6.1 OVN Address Sets
OVN-K creates an AddressSet containing the IPs of all Pods in the namespace to track who should be SNATed.
6.2 OVS OpenFlow Redirection (Stage 1)
On the originating node (master-03), OVS modifies registers to redirect the packet into the Geneve tunnel towards the Egress node (master-01).
# Check OVS flows for the source Pod IP
oc exec -n openshift-ovn-kubernetes $OVN_NODE_03_POD -c ovn-controller -- ovs-ofctl dump-flows br-int | grep "10.133.0.3"
# table=25, priority=101, ip, nw_src=10.133.0.3 actions=load:0x64580004->NXM_NX_XXREG0[96..127]...- 0x64580004 translates to
100.88.0.4, the Transit Switch IP ofmaster-01-demo.
6.3 NFTables Dynamic Maps (Stage 2)
On the egress node (master-01), the final SNAT transformation occurs using nftables maps for maximum throughput.
# Extract the dynamic SNAT map from the host
oc debug node/master-01-demo -- chroot /host /bin/bash -c "nft list ruleset | grep 'egress-service-snat-v4' -A 5 -B 5"

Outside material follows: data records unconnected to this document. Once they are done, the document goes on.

PR #122, opened 2025-03-20
changes for Transformer3W

rbolgaryn:
Changes implemented for compatibility with Transformer3W. This PR depends on:

https://github.com/NREL-Sienna/PowerNetworkMatrices.jl/pull/101

https://github.com/NREL-Sienna/PowerSystems.jl/pull/1306


jd-lara:
I switched this PR to target a PSY5 branch

src/PowerFlowData.jl
```diff
@@ -84,6 +84,7 @@ struct PowerFlowData{
 } <: PowerFlowContainer
     bus_lookup::Dict{Int, Int}
     branch_lookup::Dict{String, Int}
+    transformer_3w_lookup::Dict{String, Vector{String}}
```
GabrielKS, line 87: What is this? Explain in the docstring

src/common.jl
```diff
@@ -75,7 +75,11 @@ function _get_withdrawals!(
     bus_lookup::Dict{Int, Int},
     sys::PSY.System,
 )
-    loads = PSY.get_components(x -> !isa(x, PSY.FixedAdmittance), PSY.ElectricLoad, sys)
+    loads = PSY.get_components(
+        x -> (!isa(x, PSY.FixedAdmittance) && !isa(x, PSY.SwitchedAdmittance)),
```
GabrielKS, line 79: This would require changes to PSY and might not be your problem but maybe it would be good to put `FixedAdmittance` and `SwitchedAdmittance` under a common supertype if they're going to be filtered on together like this?

GabrielKS (changes requested):
Are we planning to use this `transformer_3w_lookup` data for something?

src/common.jl
jd-lara: @GabrielKS lets open a PR to review the type hierarchy in PSY and update before we merge this code

src/PowerFlowData.jl
rbolgaryn: We need a way to map the branch results back to the 3W transformer component. The 3W transformer is an AC branch but is represented by 3 branches in the calculation at the data level and Ybus level. So if we need to know the results for the 3W transformer, we need to backtrace them from the 3 branches.

jd-lara:
@rbolgaryn what's the status of this branch?

rbolgaryn:
> @rbolgaryn what's the status of this branch?

I will check if it is up to date with PSY 5 once it gets released. Otherwise should be fine.

jd-lara:
@rbolgaryn  I am going to close this because now this implementation is not going to be valid given the changes in PNM.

# map egress-service-snat-v4 {
# type ipv4_addr : ipv4_addr
# elements = { 10.132.0.39 comment "demo-egress/egress-identity" : 192.168.66.100, 10.133.0.4 comment "demo-egress/egress-identity" : 192.168.66.100 }
# }
oc debug node/master-02-demo -- chroot /host /bin/bash -c "nft list ruleset | grep 'egress-service-snat-v4' -A 5 -B 5"
# map egress-service-snat-v4 {
# type ipv4_addr : ipv4_addr
# }
oc debug node/master-03-demo -- chroot /host /bin/bash -c "nft list ruleset | grep 'egress-service-snat-v4' -A 5 -B 5"

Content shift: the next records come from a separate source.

PR #169, opened 2025-05-16
Add tests for new psy 5 components

luke-kiernan:
For each component that's new or changed significantly, run a powerflow on a system that contains said component.

### DIFF
--- a/src/common.jl
+++ b/src/common.jl
@@ -75,7 +75,11 @@ function _get_withdrawals!(
     bus_lookup::Dict{Int, Int},
     sys::PSY.System,
 )
-    loads = PSY.get_components(x -> !isa(x, PSY.FixedAdmittance), PSY.ElectricLoad, sys)
+    loads = PSY.get_components(
+        x -> !isa(x, PSY.FixedAdmittance) && !isa(x, PSY.SwitchedAdmittance),
+        PSY.ElectricLoad,
+        sys,
+    )
     for l in loads
         !PSY.get_available(l) && continue
         bus = PSY.get_bus(l)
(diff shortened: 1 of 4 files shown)


src/common.jl
```diff
@@ -75,7 +75,11 @@ function _get_withdrawals!(
     bus_lookup::Dict{Int, Int},
     sys::PSY.System,
 )
-    loads = PSY.get_components(x -> !isa(x, PSY.FixedAdmittance), PSY.ElectricLoad, sys)
+    loads = PSY.get_components(
```
jd-lara, line 78: In this case it depends on the control mode of the switched admittance. We need to get this filters in a separate function probably and have more complex queries.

# map egress-service-snat-v4 {
# type ipv4_addr : ipv4_addr
# }
# Extract the DNAT rules
oc debug node/master-01-demo -- chroot /host /bin/bash -c "iptables -L -v -n -t nat | grep 'Chain OVN-KUBE-EXTERNALIP' -A 4 -B 0"

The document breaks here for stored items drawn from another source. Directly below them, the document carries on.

PR #170, opened 2025-05-22
adding voltage stability factors calculation

rbolgaryn:
Adding voltage stability index following the method from the publication below:

P. -A. Lof, T. Smed, G. Andersson, and D. J. Hill, "Fast calculation of a voltage stability index," in IEEE Transactions on Power Systems, vol. 7, no. 1, pp. 54-64, Feb. 1992, doi: 10.1109/59.141687.

The $\sigma$ value corresponding to $G_s$ is written in the position of the REF bus. Singular vector $v$ values indicate the sensitivity of the buses, and are written in the positions of the PQ buses. Values of $v$ for PV buses are set to 0.


src/ac_power_flow_jacobian.jl
```diff
@@ -497,3 +497,148 @@ function calculate_loss_factors(
...
+
+# Returns
+- `rows::Vector{Int32}`: Row indices for the block Jacobian matrix.
+- `cols::Vector{Int32}`: Column indices for the block Jacobian matrix.
+"""
+function block_J_indices(pvpq::Vector{<:Integer}, pq::Vector{<:Integer})
+    rows = Int32[]
+    cols = Int32[]
+
+    for i in pvpq
```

# Chain OVN-KUBE-EXTERNALIP (2 references)
# pkts bytes target prot opt in out source destination
# 0 0 DNAT tcp -- * * 0.0.0.0/0 192.168.66.100 tcp dpt:8080 to:172.22.88.148:8080
oc debug node/master-02-demo -- chroot /host /bin/bash -c "iptables -L -v -n -t nat | grep 'Chain OVN-KUBE-EXTERNALIP' -A 4 -B 0"
# Chain OVN-KUBE-EXTERNALIP (2 references)
# pkts bytes target prot opt in out source destination
# 0 0 DNAT tcp -- * * 0.0.0.0/0 192.168.66.100 tcp dpt:8080 to:172.22.88.148:8080
oc debug node/master-03-demo -- chroot /host /bin/bash -c "iptables -L -v -n -t nat | grep 'Chain OVN-KUBE-EXTERNALIP' -A 4 -B 0"
# Chain OVN-KUBE-EXTERNALIP (2 references)
# pkts bytes target prot opt in out source destination
# 0 0 DNAT tcp -- * * 0.0.0.0/0 192.168.66.100 tcp dpt:8080 to:172.22.88.148:8080Conclusion
The evolution from manual FRRConfiguration to integrated MetalLB CRDs in OpenShift 4.19 represents a significant improvement in usability and automation. By leveraging the Shared FRR-K8s Instance Observation (via namespace labeling), administrators can use standard Kubernetes networking abstractions to manage complex BGP routing policies, ensuring high-performance Egress traffic management with minimal manual overhead.